Dr Shabih Shakeel - Structural Biology division

Dr Shabih Shakeel - Structural Biology division

Davis Auditorium
Start Time: 
Wed, 05/05/2021 - 1:00pm
End Time: 
Wed, 05/05/2021 - 2:00pm

WEHI Wednesday Seminar hosted by Matthew Call & Peter Czabotar


Dr Shabih Shakeel

Laboratory Head, Structural Biology division - New Medicines & Advanced Technologies Theme


Structures of Protein Complexes Involved in Fanconi Anemia DNA Repair


Davis Auditorium

Online access via Slido
https://sli.do and enter code #WEHIWEDNESDAY

Including Q&A session


The Fanconi Anemia (FA) pathway repairs DNA damage caused by endogenous and chemotherapy-induced DNA crosslinks. Genetic inactivation of this pathway impairs development, prevents blood production and promotes cancer. The key molecular step in the FA pathway is the monoubiquitination of a heterodimer of the FANCD2-FANCI (D2-I) substrate proteins by the FA core complex - a megadalton multiprotein E3 ubiquitin ligase. Monoubiquitinated FANCD2-FANCI (ubD2-I) then initiates removal of the DNA crosslink. Lack of molecular insight into the FA core complex and ubD2-I limits a detailed explanation of how this DNA repair pathway functions. The FA core complex contains eight different subunits, most with unknown structure and no substantial homology to proteins of known structure. Moreover, the functions of many of the subunits are unclear. Shabih aimed to understand the mechanism of the FA core complex by biochemically reconstituting the specific monoubiquitination reaction, and by determining structures of the FA core complex and its product, ubD2-I. He now reports purification and structural characterization of an intact FA core complex and ubD2-I. Together his data allowed him to propose a model for the architecture of the entire FA core complex, providing new insight into the structure and function of its subunits and how its E3 ligase activity leads to remodelling of D2-I into a DNA clamp.

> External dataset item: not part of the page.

PR #4640, opened 2026-06-02
Allow disabling MCP in production by omitting database credentials

vitek-rostislav:

The MCP integration connects to the database using its own dedicated credentials (`MCP_DATABASE_USER` / `MCP_DATABASE_PASSWORD`). These were defined in the main `.env` file, which is loaded in every environment — including production. As a result, the feature was effectively always enabled, with no straightforward way to turn it off on a production deployment.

Shabih Shakeel studied Biotechnology and Bioinformatics in India and received his PhD from University of Helsinki in Finland, working with Prof Sarah Butcher. He was then a post-doc at the MRC Laboratory of Molecular Biology in Cambridge with Lori Passmore. Both his PhD and post-doctoral work focused on the structure and function of large macromolecular assemblies using cryoEM. Since 2021, he has been a Laboratory Head at WEHI and Principal Research Fellow at the Department of Biochemistry and Pharmacology, University of Melbourne. His current work focuses on understanding the mechanisms of macromolecular protein complexes involved in regulating gene expression. He uses an integrated approach combining structural, biochemical, and functional studies, aiming to reconstitute multi-protein complexes and their activities, and determine their high-resolution structures to understand their mechanisms.